Automotive applications must perform to the highest reliability standards. To protect both vehicle and operator, the AT32UC3C monitors its main clock. If it detects a failure, it changes over to a local 115 kHz RC oscillator that can either act as a backup for regular operations or support the shutdown process. Watchdog timers provide an additional level of safety, allowing systems to monitor performance during startup to ensure proper operation. Such timers are typically run via software, which raises the threat that they may not be able to provide fail-safe interrupt in the event that the application code is corrupted. To guard against this type of fault, for example detecting whether a system is caught in a loop, the AT32UC3C incorporates a windowed watchdog timer—if an operation does not take place within a user-defined window, it triggers an interrupt.

Driver-assist functions require high-speed operation that may be best supported by a multicore MCU (See the previous TechZone^SM article “Multicore MCUs Offer New Embedded Options.”). Available in homogeneous (multiple identical cores) or heterogeneous (multiple different cores) architectures, multicore MCUs allow users to divide and conquer processing tasks. The devices offer higher computing density and flexibility. Each core can perform a different operation while sharing memory and exchanging data with the others. Cores can even run on different operating systems. Perhaps most important, multicore MCUs support multiple threads for parallel processing; giving designers the freedom to manage tasks however they see fit.

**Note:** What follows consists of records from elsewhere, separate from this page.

PR #251, opened 2025-02-07
cip: prevent auto claiming of rewards. 

tac0turtle:
## Overview

This cip proposes a change to the distribution module, the change stops auto claiming of rewards when modifying delegation shares (delegation, redelgation, unbonding) and makes the movement of funds from the distribution module to a users account explicit.

### DIFF
--- a/cips/cip-30.md
+++ b/cips/cip-30.md
@@ -1,0 +1,108 @@
+| cip           | 30                                                                                         |
+|---------------|--------------------------------------------------------------------------------------------|
+| title         | Prevent Auto-Claiming of Staking Rewards                                                   |
+| description   | This CIP proposes removing the automatic claiming of staking rewards when modifying delegations. Instead, rewards are to be stored until manually claimed. |
+| author        | Dean Eigenmann ([@decanus](https://github.com/decanus)), Marko Baricevic ([@tac0turtle](https://github.com/tac0turtle)) |
+| discussions-to |                                 |
+| status        | Draft                                                                                      |
+| type          | Standards Track                                                                            |
+| category      | Core                                                                                       |
+| created       | 2025-02-07                                                                                 `|
+
+## Abstract
+
+Currently, when delegators modify their staking positions (e.g., redelegate or undelegate), the distribution module automatically claims all accrued staking rewards. This CIP proposes removing that automatic functionality, thereby allowing users to intentionally choose *when* to claim their rewards. Specifically, the distribution module will no longer auto-claim rewards on delegation-share changes. Instead, it will store the accrued rewards until a user explicitly calls `MsgWithdrawDelegatorReward`. This avoids unintended reward-claiming events that can trigger immediate tax or regulatory obligations.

As with multicore computing platforms, multicore MCUs can be virtualized with a hypervisor to allow dynamic allocation of both memory and processing capability. Unlike the computing environment using hypervisors to provide multiple servers on a given core, an embedded system might virtualize a single piece of hardware, for example, to allow multiple system components to communicate through it. Used properly, a multicore MCU can consolidate the operations of multiple single controllers, reducing cost and size while maximizing power and efficiency.

The TMS570 from Texas Instruments offers users the choice of a homogeneous platform with dual ARM Cortex R4 cores operating in lockstep, or a heterogeneous platform integrating Cortex R4 and Cortex ARM M3 cores (Figure 3a). Boasting IEC 61508 compliance to safety integrity level 3 (SIL3) – probability of dangerous failure less than 10^-3 per hour – the asynchronous devices are designed for safety-critical automotive applications such as driver assistance. The cores operate at a top speed of 160 MHz, delivering better than 250 DMIPS. High reliability features include built-in self-test (BIST) for CPU logic and memory, a cyclic redundancy checker module and an error signaling module (Figure 3b).

Figure 3a: With lockstep cores, built-in self-test and a cyclic redundancy checker module, the TMS570 meets IEC 61508 to safety integrity level 3. (Courtesy of Texas instruments Inc.)

Figure 3b: To remove potential common failure modes, the design introduces a delay in one of the processors, then compares the output signals. (Courtesy of Texas instruments)

The units offer up to 2 Mbytes of on-chip flash memory and up to 160 Kbytes of RAM. Peripherals include 32 nHET timer channels and a pair of 12-bit A/D converters supporting up to 24 inputs. The MCUs also include a two-channel FlexRay interface and up to three CAN interfaces.

Although we have yet to realize the completely automated driving experience that pundits predicted back in the mid-1990s, even low-cost vehicles today sport an impressive degree of intelligence and functionality. Tomorrow's vehicles certainly will be even more advanced and automotive engineers won't escape the crush of conflicting design demands anytime soon. Armed with the functionality provided by single- and multi-core MCUs, however, they are well-equipped to meet the challenge.